── Dataset excerpts ──
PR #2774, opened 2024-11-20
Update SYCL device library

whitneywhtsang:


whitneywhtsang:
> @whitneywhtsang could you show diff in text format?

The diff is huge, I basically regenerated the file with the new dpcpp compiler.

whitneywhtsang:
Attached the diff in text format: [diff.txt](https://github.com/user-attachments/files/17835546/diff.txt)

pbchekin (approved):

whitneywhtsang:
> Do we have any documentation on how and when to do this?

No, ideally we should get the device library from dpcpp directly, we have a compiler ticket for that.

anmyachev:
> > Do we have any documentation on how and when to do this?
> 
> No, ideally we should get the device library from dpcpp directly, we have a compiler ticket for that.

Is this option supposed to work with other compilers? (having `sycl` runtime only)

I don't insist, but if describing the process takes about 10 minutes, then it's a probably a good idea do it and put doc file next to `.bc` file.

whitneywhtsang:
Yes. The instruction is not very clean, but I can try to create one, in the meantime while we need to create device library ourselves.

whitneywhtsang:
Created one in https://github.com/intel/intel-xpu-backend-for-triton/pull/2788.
───
▶ _Work required_: Reproduce the lines above. Leave each one as it is.

▶ _Exercise response_:
PR #2774, opened 2024-11-20
Update SYCL device library

whitneywhtsang:


whitneywhtsang:
> @whitneywhtsang could you show diff in text format?

The diff is huge, I basically regenerated the file with the new dpcpp compiler.

whitneywhtsang:
Attached the diff in text format: [diff.txt](https://github.com/user-attachments/files/17835546/diff.txt)

pbchekin (approved):

whitneywhtsang:
> Do we have any documentation on how and when to do this?

No, ideally we should get the device library from dpcpp directly, we have a compiler ticket for that.

anmyachev:
> > Do we have any documentation on how and when to do this?
> 
> No, ideally we should get the device library from dpcpp directly, we have a compiler ticket for that.

Is this option supposed to work with other compilers? (having `sycl` runtime only)

I don't insist, but if describing the process takes about 10 minutes, then it's a probably a good idea do it and put doc file next to `.bc` file.

whitneywhtsang:
Yes. The instruction is not very clean, but I can try to create one, in the meantime while we need to create device library ourselves.

whitneywhtsang:
Created one in https://github.com/intel/intel-xpu-backend-for-triton/pull/2788.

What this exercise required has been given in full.